I would suggest that, for better or worse, the "New Deal" has never gone away, just some of its programs. The new relationship the Deal forged between government and the people still dominates much of our thinking today. Sometimes it is just labeled "liberalism," but I'm not sure that's fair to either. Concepts/programs such as Medicare and Medicaid (already mentioned) are the New Deal with a new name that Johnson created ("The Great Society" --- pretty bold since he didn't think of calling it the "Better" society or the "Good" society--- you can hear his speech and many other interesting ones at the link below). This speech is shockingly accurate in its prediction of many things that have happened since ....and even hints at problems No Child Left Behind attempted to solve.
Recently we have added prescription drugs for the elderly (Medicare D), are are suggesting contributions to individual families to help with expenses ($1,000/family to help with gas and heating/cooling expense). We have just received $300-$600 person to "help" with the economy (as though this money weren't ours in the first place). All these are "The New Deal" 80 years later. The changes may or may not have happened without FDR, but that fact is that they arose out of a need in the 30's and have hung around since.
Yes, there are several New Deal programs in effect today as well as new programs which were born from the New Deal philosophy. The Securities and Exchange Commission, which regulates and is the "watch dog" of the stock market. Social Security was created in 1935 as an "old age" pension fund. The Federal Deposit Insurance Corporation, F.D.I.C. which protects our bank deposits. The Fair Labor Standard, otherwise known as min. wage to name a few. New Deal programs led to other social programs under the Johnson administration. Two such programs are medicaid and medicare which were created to assist people with medical costs.

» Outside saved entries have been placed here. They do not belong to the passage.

PR #2161, opened 2024-01-24
Feature/multiple leafref targets

steweg:
Adding support for multiple leafref target nodes

### DIFF
--- a/src/plugins_types.c
+++ b/src/plugins_types.c
@@ -986,9 +986,21 @@ cleanup:
     return rc;
 }
 
-LIBYANG_API_DEF LY_ERR
-lyplg_type_resolve_leafref(const struct lysc_type_leafref *lref, const struct lyd_node *node, struct lyd_value *value,
-        const struct lyd_node *tree, struct lyd_node **target, char **errmsg)
+/**
+ * @brief Find leafref target in data.
+ *
+ * @param[in] lref Leafref type.
+ * @param[in] node Context node.
+ * @param[in] value Target value.
+ * @param[in] tree Full data tree to search in.
+ * @param[out] target Optional first found target.
+ * @param[out] targets Optional array of found targets.
+ * @param[out] errmsg Error message in case of error.
+ * @return LY_ERR value.
+ */
+static LY_ERR
+_lyplg_type_resolve_leafref(const struct lysc_type_leafref *lref, const struct lyd_node *node, struct lyd_value *value,
+        const struct lyd_node *tree, struct lyd_node **target, struct lyd_node ***targets, char **errmsg)
 {
     LY_ERR rc = LY_SUCCESS;
     struct lyxp_expr *target_path = NULL;
@@ -996,6 +1008,7 @@ lyplg_type_resolve_leafref(const struct lysc_type_leafref *lref, const struct ly
     const char *val_str, *xp_err_msg;
     uint32_t i;
     int r;
+    struct lyd_node **item = NULL;
 
     LY_CHECK_ARG_RET(NULL, lref, node, value, errmsg, LY_EINVAL);
 
@@ -1003,6 +1016,11 @@ lyplg_type_resolve_leafref(const struct lysc_type_leafref *lref, const struct ly
         *target = NULL;
     }
     *errmsg = NULL;
+
+    if (targets) {
+        LY_ARRAY_FREE(*targets);
+        *targets = NULL;
+    }
 
     /* get the canonical value */
     val_str = lyd_value_get_canonical(LYD_CTX(node), value);
@@ -1073,9 +1091,38 @@ lyplg_type_resolve_leafref(const struct lysc_type_leafref *lref, const struct ly
     if (target) {
         *target = set.val.nodes[i].node;
     }
+    if (targets) {
+        for (i = 0; i < set.used; ++i) {
+            if (set.val.nodes[i].type != LYXP_NODE_ELEM) {
+                continue;
+            }
+            if (((struct lyd_node_term *)set.val.nodes[i].node)->value.realtype != value->realtype) {
+                continue;
+            }
+
+            if (!lref->plugin->compare(&((struct lyd_node_term *)set.val.nodes[i].node)->value, value)) {
+                LY_ARRAY_NEW_GOTO(LYD_CTX(node), *targets, item, rc, cleanup);
+                *item = set.val.nodes[i].node;
+            }
+        }
+    }
 
 cleanup:
     lyxp_expr_free(LYD_CTX(node), target_path);
     lyxp_set_free_content(&set);
     return rc;
+}
+
+LIBYANG_API_DEF LY_ERR
+lyplg_type_resolve_leafref(const struct lysc_type_leafref *lref, const struct lyd_node *node, struct lyd_value *value,
+        const struct lyd_node *tree, struct lyd_node **target, char **errmsg)
+{
+    return _lyplg_type_resolve_leafref(lref, node, value, tree, target, NULL, errmsg);
+}
+
+LIBYANG_API_DEF LY_ERR
+lyplg_type_resolve_leafref2(const struct lysc_type_leafref *lref, const struct lyd_node *node, struct lyd_value *value,
+        const struct lyd_node *tree, struct lyd_node ***targets, char **errmsg)
+{
+    return _lyplg_type_resolve_leafref(lref, node, value, tree, NULL, targets, errmsg);
 }
--- a/src/plugins_types.c
+++ b/src/plugins_types.c
@@ -1001,7 +1001,9 @@ lyplg_type_resolve_leafref(const struct lysc_type_leafref *lref, const struct ly
 
     *errmsg = NULL;
     if (targets) {
-        ly_set_clean(*targets, NULL);
+        /* make sure that the previous set is freed */
+        ly_set_free(*targets, NULL);
+        *targets = NULL;
     }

The following programs from Franklin Delano Roosevelt's New Deal Program still exist:
Abandonment of gold standard, gold reserves no longer backed currency
Tennessee Valley Authority, efforts to modernize very poor areas centered on dams that generated electricty on the Tennessee River
Federal Deposit Insurance Corporation, insures deposits in banks to restore confidence in the banking industry
Securities Act of 1933, codified standards for sales and purchases of stocks
Social Security Act, provided financial assistance to the elderly, handicapped, paid for by employee and employer contributions
National Labor Relations Act, set up National Labor Relations Board to supervise management-labor relations
Fair Labor Standards Act, established a maximun standard for working hours, 40 hour week
Yes, there are still some components of FDR's New Deal Programme that has a significant effect in today's United State culture and way of life, which still exist in today's society.
Firstly, the Social Security Act (SSA), which helps provide financial aid to the handicapped, lame, the elderly, which were paid by the employee and the employer's payroll contributions. It was started in 1935 and still exists.

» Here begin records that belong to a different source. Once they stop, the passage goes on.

PR #2162, opened 2024-01-25
A couple of fixes for JSON printer

idryzhov:


idryzhov:
I don't understand the CI fail:
```
FAIL: src/printer_json.c (File size changed from 31887 to 31891)
```
Of course the size changed, I modified this file :)

src/printer_json.c
```diff
@@ -477,8 +477,9 @@ json_print_attributes(struct jsonpr_ctx *pctx, const struct lyd_node *node, ly_b
 {
     const struct lys_module *wdmod = NULL;
 
-    if (node->schema && (node->schema->nodetype != LYS_CONTAINER) && (node->flags & LYD_DEFAULT) &&
-            (pctx->options & (LYD_PRINT_WD_ALL_TAG | LYD_PRINT_WD_IMPL_TAG))) {
+    if (node->schema && (node->schema->nodetype != LYS_CONTAINER) && (((node->flags & LYD_DEFAULT) &&
+            (pctx->options & (LYD_PRINT_WD_ALL_TAG | LYD_PRINT_WD_IMPL_TAG))) ||
+            ((pctx->options & LYD_PRINT_WD_ALL_TAG) && lyd_is_default(node)))) {
```
michalvasko, line 482: Can you explain this change? I am looking at the RFC and reading `a data node that is considered by the server to contain default data will include an XML attribute` for the *report-all-tagged* mode. I believe only nodes with the `LYD_DEFAULT` flag are considered default, explicitly set nodes equal to the default value are NOT default.

michalvasko:
The problem is with `uncrustify` - code formatting.

src/printer_json.c
idryzhov: I think the RFC definition is vague, it doesn't really explain what `considered by the server to contain default data` means - implicit defaults only, or values equal to defaults, no matter implicit or explicit. Anyway, that doesn't even matter here. This is basically the difference between `WD_ALL_TAG` and `WD_IMPL_TAG`, from the `WD_IMPL_TAG` docs:
```
Same as LYD_PRINT_WD_ALL_TAG but the attributes are added only to the nodes that
are not explicitly present in the original data tree despite their
value is equal to their default value.
```
This works as described in XML printer, but not in JSON - there's no difference between the two in JSON and this commit fixes it.

I agree with you though that `WD_IMPL_TAG` makes more sense and probably that's what RFC describes.

michalvasko: Right, the description of the values supports your change so I suppose that is how it is intended to work. What exactly was the intention of the RFC is unknown.

src/printer_json.c
```diff
@@ -793,7 +794,8 @@ json_print_leaf_list(struct jsonpr_ctx *pctx, const struct lyd_node *node)
         LY_CHECK_RET(json_print_value(pctx, LYD_CTX(node), &((const struct lyd_node_term *)node)->value, node->schema->module));
 
         if (!pctx->first_leaflist) {
-            if ((node->flags & LYD_DEFAULT) && (pctx->options & (LYD_PRINT_WD_ALL_TAG | LYD_PRINT_WD_IMPL_TAG))) {
+            if (((node->flags & LYD_DEFAULT) && (pctx->options & (LYD_PRINT_WD_ALL_TAG | LYD_PRINT_WD_IMPL_TAG))) ||
+                ((pctx->options & LYD_PRINT_WD_ALL_TAG) && lyd_is_default(node))) {
```
michalvasko, line 798: One more indent is expected.

michalvasko (changes requested):
Should be fine then except the formatting and I have found one error. If fixing that does not help, you should use `uncrustify` to format the sources automatically (if you have it, cmake will inform you, just run `make format`).

idryzhov:
Thanks, I used uncrustify and pushed the updated version.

Next, the National Labour Relations Act (NLRA), set up by the National Labour Relations Board during 1935, its main aim was to supervise labor-management relations, which help the labour movement groups in promoting their cause. It still exists in modern America.
Furthermore, Federal Crop Insurance Corporation (FCIC), was set up to insure the crops or livestock of many farmers outside against the threat of production and revenue loss substained. It was restructured in 1966 but still exist.
Moreover, the abandoment of gold standards, meaning that the gold reserves was no longer backing by currency exchange.
Also, the Tennessee Valley Authority (TVA), was set up in 1933 to help modernized poor areas, and its most notable effort is to provide hydroelectric dams to generate electricity in the Tennessee River.
Federal Deposit Insurance Corporation was set up to insure deposits in banks in order to regain the confidence amongst citizens to the banks
Finally, the Securities Act of 1933, which implemented the standards involving the purchase and sale of stocks, requiring that investments should be properly disclosed to the government, like transparancy, or face serious legal action for covering up the alleged transaction.
Most of the policies involving this measure, was abolished during the second World War, but still some were practised in the modern society, and the hearts of mankind.